§ **YOUR ASSIGNMENT**: Report how many lines of the data contain the string "expect". Add nothing.

§ **RECORDS TO PROCESS**:
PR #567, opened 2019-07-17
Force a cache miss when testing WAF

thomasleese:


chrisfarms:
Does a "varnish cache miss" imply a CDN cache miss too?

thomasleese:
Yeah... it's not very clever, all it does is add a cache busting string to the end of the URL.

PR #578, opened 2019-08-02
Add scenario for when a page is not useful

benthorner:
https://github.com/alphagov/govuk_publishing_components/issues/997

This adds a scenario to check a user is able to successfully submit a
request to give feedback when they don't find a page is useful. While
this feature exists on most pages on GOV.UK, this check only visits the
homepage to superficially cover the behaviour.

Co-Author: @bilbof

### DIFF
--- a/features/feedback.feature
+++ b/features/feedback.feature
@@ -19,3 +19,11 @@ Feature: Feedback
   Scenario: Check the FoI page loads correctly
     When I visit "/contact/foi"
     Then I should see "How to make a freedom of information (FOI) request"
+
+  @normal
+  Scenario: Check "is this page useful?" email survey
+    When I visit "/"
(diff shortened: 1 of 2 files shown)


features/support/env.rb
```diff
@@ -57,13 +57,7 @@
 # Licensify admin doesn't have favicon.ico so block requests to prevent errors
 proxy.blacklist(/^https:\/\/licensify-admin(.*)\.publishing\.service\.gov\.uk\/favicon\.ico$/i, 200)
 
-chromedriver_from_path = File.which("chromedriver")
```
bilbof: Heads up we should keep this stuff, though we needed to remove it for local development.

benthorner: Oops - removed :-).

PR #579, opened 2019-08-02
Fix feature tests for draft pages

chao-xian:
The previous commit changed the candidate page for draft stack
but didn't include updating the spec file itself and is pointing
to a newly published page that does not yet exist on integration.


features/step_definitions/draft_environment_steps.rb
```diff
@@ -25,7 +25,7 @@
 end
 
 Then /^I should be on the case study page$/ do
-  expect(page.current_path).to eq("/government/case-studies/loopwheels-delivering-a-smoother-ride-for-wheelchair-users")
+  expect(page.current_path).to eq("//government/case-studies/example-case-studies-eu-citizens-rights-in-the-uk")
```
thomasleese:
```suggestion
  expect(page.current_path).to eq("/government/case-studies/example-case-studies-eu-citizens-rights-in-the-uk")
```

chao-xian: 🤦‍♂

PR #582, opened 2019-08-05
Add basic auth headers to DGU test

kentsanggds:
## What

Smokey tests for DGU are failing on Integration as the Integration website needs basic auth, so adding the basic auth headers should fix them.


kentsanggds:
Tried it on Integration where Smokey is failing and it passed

§ **SOLUTION TO THIS PROBLEM**: 3